▶ _The input_
===
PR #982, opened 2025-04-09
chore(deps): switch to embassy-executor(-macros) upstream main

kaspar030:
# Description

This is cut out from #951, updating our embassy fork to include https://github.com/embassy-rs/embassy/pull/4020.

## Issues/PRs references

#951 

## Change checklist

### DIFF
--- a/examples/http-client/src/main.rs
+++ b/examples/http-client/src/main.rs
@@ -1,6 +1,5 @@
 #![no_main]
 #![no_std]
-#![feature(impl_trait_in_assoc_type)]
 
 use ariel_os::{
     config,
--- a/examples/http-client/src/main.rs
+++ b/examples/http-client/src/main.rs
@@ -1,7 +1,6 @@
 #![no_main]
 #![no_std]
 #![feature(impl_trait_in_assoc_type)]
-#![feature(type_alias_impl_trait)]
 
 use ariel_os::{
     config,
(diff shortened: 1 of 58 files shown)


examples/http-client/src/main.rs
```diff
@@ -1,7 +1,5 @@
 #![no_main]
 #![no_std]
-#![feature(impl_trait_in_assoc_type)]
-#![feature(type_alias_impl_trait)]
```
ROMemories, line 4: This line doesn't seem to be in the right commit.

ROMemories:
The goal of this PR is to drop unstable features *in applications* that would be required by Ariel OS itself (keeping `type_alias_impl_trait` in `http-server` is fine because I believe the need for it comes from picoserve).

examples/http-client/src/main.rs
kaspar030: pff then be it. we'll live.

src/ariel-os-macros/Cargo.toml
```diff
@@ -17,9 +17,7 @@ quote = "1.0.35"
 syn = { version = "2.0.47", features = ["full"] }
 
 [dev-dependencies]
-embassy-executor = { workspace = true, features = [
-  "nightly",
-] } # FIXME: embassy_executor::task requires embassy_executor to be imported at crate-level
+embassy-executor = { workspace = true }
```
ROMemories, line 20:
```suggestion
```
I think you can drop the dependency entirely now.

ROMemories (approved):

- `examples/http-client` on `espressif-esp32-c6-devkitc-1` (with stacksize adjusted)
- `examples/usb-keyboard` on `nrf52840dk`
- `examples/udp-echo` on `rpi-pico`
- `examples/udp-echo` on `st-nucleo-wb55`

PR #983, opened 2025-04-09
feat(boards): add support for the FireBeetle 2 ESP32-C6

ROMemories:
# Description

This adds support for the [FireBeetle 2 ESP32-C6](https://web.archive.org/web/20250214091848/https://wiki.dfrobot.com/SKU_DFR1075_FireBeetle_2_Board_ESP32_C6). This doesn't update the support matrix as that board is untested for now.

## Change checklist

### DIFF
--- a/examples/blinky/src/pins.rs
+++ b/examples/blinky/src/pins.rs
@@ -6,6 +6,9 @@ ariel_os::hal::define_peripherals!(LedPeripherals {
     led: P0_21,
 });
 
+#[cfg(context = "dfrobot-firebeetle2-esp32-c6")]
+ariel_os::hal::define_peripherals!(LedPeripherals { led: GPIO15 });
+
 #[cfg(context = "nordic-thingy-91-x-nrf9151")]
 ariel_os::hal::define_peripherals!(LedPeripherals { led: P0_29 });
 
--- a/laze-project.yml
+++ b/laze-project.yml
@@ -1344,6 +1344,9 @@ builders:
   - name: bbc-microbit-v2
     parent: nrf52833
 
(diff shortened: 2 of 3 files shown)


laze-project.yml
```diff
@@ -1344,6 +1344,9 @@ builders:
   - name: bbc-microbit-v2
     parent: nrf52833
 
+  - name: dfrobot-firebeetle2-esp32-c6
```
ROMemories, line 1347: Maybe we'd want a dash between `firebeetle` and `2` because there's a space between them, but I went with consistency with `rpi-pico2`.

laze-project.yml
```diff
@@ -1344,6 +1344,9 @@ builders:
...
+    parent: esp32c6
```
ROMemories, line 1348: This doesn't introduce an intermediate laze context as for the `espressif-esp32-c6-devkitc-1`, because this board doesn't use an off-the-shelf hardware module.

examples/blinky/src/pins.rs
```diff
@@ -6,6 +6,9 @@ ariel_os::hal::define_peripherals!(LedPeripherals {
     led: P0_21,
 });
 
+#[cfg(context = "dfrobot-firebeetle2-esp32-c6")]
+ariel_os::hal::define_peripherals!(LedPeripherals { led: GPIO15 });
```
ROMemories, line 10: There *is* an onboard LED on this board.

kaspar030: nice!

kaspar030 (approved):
===
▶ _Instructions for the task_
Wherever the string "approved" occurs in the data, copy the line that holds it.

▶ _Your solution_
ROMemories (approved):
kaspar030 (approved):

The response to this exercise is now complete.